從A班學生他們的接受程度來看,估計報酬應該是全班平分吧。或者沒有加入A班小組、負擔更重的6個人可能約好會獲得更多報酬。也是因為處在A班這個安全的位置,所以才比較容易採取這樣的作戰。

「先接受每個人意見,構成臨時的小組看看吧。發生問題的話立即解散就行了。」

「說的也是。我也贊同這個意見。就算在這裡互相試探也得不出結果,只會浪費寶貴的時間。A班的學生們已經解決了小組問題,正在邁向下一個階段。」

看來是覺得光靠彼此之間爭論的話事情無法向前推進。

可能其他學生也打算先交給班級帶頭人們進行判斷,大家基本上都沒什麼意見。

「這邊也沒人反對。」

金田也順利接受了。分組任務自然而然地進行著。

不過,雖然目睹這情況的學生們沒提什麼意見,但都露出了一副驚訝的表情。因為大家都知道,D班原來的帶頭人不是金田,而是龍園。但這個疑似D班帶頭人的龍園卻沒有參與大家的討論,不僅如此,他還跟所有人都拉開了距離,甚至都沒有關注我們這邊。

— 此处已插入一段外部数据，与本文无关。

Issue #1781, opened 2022-02-09
To consider removing NavigatorUAData.getHighEntropyValues()


uazo:
### Is your feature request related to privacy?

Yes

### Is there a patch available for this feature somewhere?

No, but it's trivial

### Describe the solution you would like

since even with ua reduction it is possible to obtain the browser version (see https://developer.mozilla.org/en-US/docs/Web/API/NavigatorUAData/getHighEntropyValues) is perhaps better completely remove the method from the idl

### Describe alternatives you have considered

removing the method could lead to unmanaged errors in scripts. While it may be fair from a privacy standpoint, we may break some sites.
the alternative is to delete only the [uaFullVersion](https://source.chromium.org/chromium/chromium/src/+/main:third_party/blink/renderer/core/frame/navigator_ua_data.cc;l=173;drc=404e8d654e8b26336d2cb103b9c21faecbf7f73a?q=NavigatorUAData::getHighEntropyValues&ss=chromium%2Fchromium%2Fsrc
)

csagan5:
> since even with ua reduction it is possible to obtain the browser version (see https://developer.mozilla.org/en-US/docs/Web/API/NavigatorUAData/getHighEntropyValues)

Hiding the browser version is not a goal of Bromite and it is not possible anyways because of the adblock filters.



> the alternative is to delete only the [uaFullVersion](https://source.chromium.org/chromium/chromium/src/+/main:third_party/blink/renderer/core/frame/navigator_ua_data.cc;l=173;drc=404e8d654e8b26336d2cb103b9c21faecbf7f73a?q=NavigatorUAData::getHighEntropyValues&ss=chromium%2Fchromium%2Fsrc)

The client hint for model was disabled here: https://github.com/bromite/bromite/blob/master/CHANGELOG.md#9304577110

So we could also disable this one, or provide a dummy version.

uazo:
> So we could also disable this one, or provide a dummy version.

perfect, I'll do so.

> Hiding the browser version is not a goal of Bromite

ok

> is not possible anyways because of the adblock filters.

can you explain to me why?

csagan5:
> > is not possible anyways because of the adblock filters.
> 
> can you explain to me why?

It is possible to verify which ad filters are present by checking what resources do not get loaded. This allows to detect Bromite; it is not a secret and was discussed in multiple places; it is also the reason why Bromite does not try to look like any other browser.

uazo:
> This allows to detect Bromite;

[...]

PR #1830, opened 2022-02-23
Proposal: complete disabling of client hints

uazo:
I make you the proposal to completely disable client hints, since they would make it possible to make the purposes of the ua reduction ineffective.
in particular, the management of accept ch in the always incognito mode, which by keeping the requests of the sites in the content settings, would allow to know if a user has already visited the site in the same session.
currently the management of client hints is under development and therefore it could be possible that the patch will need to be revised over time.

### DIFF
--- a/build/patches/Client-hints-overrides.patch
+++ b/build/patches/Client-hints-overrides.patch
@@ -6,11 +6,30 @@ Disable critical client hints
 Hard-code model to SAMSUNG SM-G960U
 use Google Chrome branding for client hints
 ---
- components/embedder_support/user_agent_utils.cc | 4 +---
- content/common/user_agent.cc                    | 7 +------
- content/public/common/content_features.cc       | 2 +-
- 3 files changed, 3 insertions(+), 10 deletions(-)
+ chrome/browser/prefs/browser_prefs.cc                      | 2 +-
+ components/embedder_support/user_agent_utils.cc            | 4 +---
+ content/browser/client_hints/client_hints.cc               | 1 +
+ content/common/user_agent.cc                               | 7 +------
+ content/public/common/content_features.cc                  | 2 +-
+ services/network/public/cpp/client_hints.cc                | 1 +
+ services/network/public/cpp/features.cc                    | 2 +-
+ third_party/blink/common/client_hints/client_hints.cc      | 1 +
+ .../blink/common/client_hints/enabled_client_hints.cc      | 4 +++-
+ third_party/blink/common/features.cc                       | 4 ++--
+ 10 files changed, 13 insertions(+), 15 deletions(-)
 
+diff --git a/chrome/browser/prefs/browser_prefs.cc b/chrome/browser/prefs/browser_prefs.cc
+--- a/chrome/browser/prefs/browser_prefs.cc
++++ b/chrome/browser/prefs/browser_prefs.cc
+@@ -716,7 +716,7 @@ void RegisterLocalStatePrefsForMigration(PrefRegistrySimple* registry) {
+   registry->RegisterIntegerPref(kStabilityDebuggerPresent, 0);
+   registry->RegisterIntegerPref(kStabilityDebuggerNotPresent, 0);
+ 
+-  registry->RegisterBooleanPref(kUserAgentClientHintsEnabled, true);
++  registry->RegisterBooleanPref(kUserAgentClientHintsEnabled, false);
+ 
+   registry->RegisterBooleanPref(kCloudPolicyOverridesPlatformPolicy, false);
+ 
 diff --git a/components/embedder_support/user_agent_utils.cc b/components/embedder_support/user_agent_utils.cc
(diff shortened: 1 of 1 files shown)


csagan5:
Related: #1781

In current patch we have:
* hard-coded fixed model
* critical client hints disabled
* brand set to Google Chrome

As explained there in #1781 I expect major breakage of websites by disabling the functionality like this, I would rather have `NotAllowedError` implemented after upstream starts using it or provide fake values.

> since they would make it possible to make the purposes of the ua reduction ineffective.

Can you explain how?

> in particular, the management of accept ch in the always incognito mode, which by keeping the requests of the sites in the content settings, would allow to know if a user has already visited the site in the same session.

Also this, not clear to me.

uazo:
> critical client hints disabled

in my opinion all hints must be disabled, not just the management of the critical ones. it is true that they can potentially retrieve the same information via javascript (and the client-hints, with javascript disabled, are disabled), but the scripts can intercept them with the adblock while the headers cannot be blocked.

>> since they would make it possible to make the purposes of the ua reduction ineffective.
>>
> Can you explain how?
```
Rather than broadcasting this data to everyone, all the time, user agents can make 
reasonable decisions about how to respond to given sites' requests for more granular 
data, reducing the [passive fingerprinting](https://w3c.github.io/fingerprinting-guidance/#dfn-passive-fingerprinting) 
surface area exposed to the network
```
[source](https://wicg.github.io/ua-client-hints/)
since the ua is reduced, I do not pass information, but by activating the client hints I could instead do it when a site request it, why should I?

>> in particular, the management of accept ch in the always incognito mode, which by keeping the requests of the sites in the content settings, would allow to know if a user has already visited the site in the same session.
>>
> Also this, not clear to me.

normally not all client hints are sended but only the [this list](https://source.chromium.org/chromium/chromium/src/+/main:third_party/blink/common/client_hints/client_hints.cc;drc=f89a27501d4dcedca8af38dd350279eaab971c62;bpv=1;bpt=1;l=119) but the site can request them through [critical ones](https://github.com/WICG/client-hints-infrastructure/blob/main/reliability.md) and [accept-ch](https://developer.mozilla.org/en-US/docs/Web/HTTP/Headers/Accept-CH)
the site request is persisted in a [session content settings](https://source.chromium.org/chromium/chromium/src/+/main:components/client_hints/browser/client_hints.cc;l=193-198;bpv=1;bpt=0) or [always persisted](https://source.chromium.org/chromium/chromium/src/+/main:components/client_hints/browser/client_hints.cc;l=188-191;bpv=1;bpt=0). the first (default) is destroyed only when the profile is destroyed (in incognito) or on restart (in normal mode).
so a site can know if there is a subsequent visit by verifying if it is necessary to resend accept-ch or not, why do I have to tell them?

csagan5:
> > critical client hints disabled
> 
> in my opinion all hints must be disabled, not just the management of the critical ones. it is true that they can potentially retrieve the same information via javascript (and the client-hints, with javascript disabled, are disabled), but the scripts can intercept them with the adblock while the headers cannot be blocked.

The correct way to disable them is to throw a `NotAllowedError`, see
> As explained there in https://github.com/bromite/bromite/issues/1781 I expect major breakage of websites by disabling the functionality like this, I would rather have NotAllowedError implemented after upstream starts using it or provide fake values.

> [source](https://wicg.github.io/ua-client-hints/)
> since the ua is reduced, I do not pass information, but by activating the client hints I could instead do it when a site request it, why should I?

Because the same information is provided? e.g. still reduced UA (correct term is "greased"?)

> > > in particular, the management of accept ch in the always incognito mode, which by keeping the requests of the sites in the content settings, would allow to know if a user has already visited the site in the same session.
> > 
> > 
> > Also this, not clear to me.
> 
> normally not all client hints are sent but only the [this list](https://source.chromium.org/chromium/chromium/src/+/main:third_party/blink/common/client_hints/client_hints.cc;drc=f89a27501d4dcedca8af38dd350279eaab971c62;bpv=1;bpt=1;l=119) but the site can request them through [critical ones](https://github.com/WICG/client-hints-infrastructure/blob/main/reliability.md) and [accept-ch](https://developer.mozilla.org/en-US/docs/Web/HTTP/Headers/Accept-CH) the site request is persisted in a [session content settings](https://source.chromium.org/chromium/chromium/src/+/main:components/client_hints/browser/client_hints.cc;l=193-198;bpv=1;bpt=0) or [always persisted](https://source.chromium.org/chromium/chromium/src/+/main:components/client_hints/browser/client_hints.cc;l=188-191;bpv=1;bpt=0). the first (default) is destroyed only when the profile is destroyed (in incognito, by closing all tabs) or on restart (in normal mode). so a site can know if there is a subsequent visit by verifying if it is necessary to resend accept-ch or not, why do I have to tell them?

Is there already an open upstream Chromium issue about this?

In any case: until `NotAllowedError` is implemented by upstream it's better to provide fake values to avoid client-side breakage.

第三學期已經開始了,大家都知道龍園退出了第一線。當然,在不知內情的學生當中,也有很多在懷疑事情的真實性。

「姑且問一下,這算是龍園的指示嗎?」

就連平田跟神崎都不太想去詢問這一點,但柴田卻單刀直入地提了出來。金田一度取下眼鏡,吹去了鏡片上的灰塵。

「不,這是我個人的想法。跟他的意向沒有關係。假設就算在背後有聯繫,但現在在這裡談論這件事情的是我自己。

有什麼問題嗎?」

看到金田的表情稍微變得嚴峻起來,柴田靠過去道了歉。

「我只是想確認一下啦。讓你不開心了的話我道歉。」

「不了。這不重要,我們還是繼續推進分組任務吧。關於分組的問題,搞不好可能會用去很多時間。我們可能沒空閒聊或者繞遠路了。」

確實,分組是一道難題。並且各個組員在為了小組而展開行動的同時,還得圓滑行事防止自己被退學,以及讓班裡能夠獲得報酬。聽起來很簡單,但實際做起來是很困難的。而且這場戰鬥,也就是小組劃分的目的,與其是為了把有力的幫手拉進來,倒更像是為了避免抽到鬼牌。該如何把拖後腿的學生推給其他組,這會成為大家關注的焦點吧。

為了推進分組任務的進行,C班的平田、B班的神崎和D班的金田各自成為了三個15人小組的第一人。看來剩下的人數少的小組要先放著不管了。

大家開始從班裡選出認為合適的11個人。

當即舉手的幾個學生來到了平田身邊。如果是自己的小組占主導地位的話,不僅能避免被拉去陪葬,而且也熟悉彼此的性格。還能最大限度地防止其他班級的介入。於是他們理所當然一般聚集了起來。B班也是類似的情況。看來達到規定人數所用的時間比預想的要少。接著,剩下來的D班也緩緩地聚成小組。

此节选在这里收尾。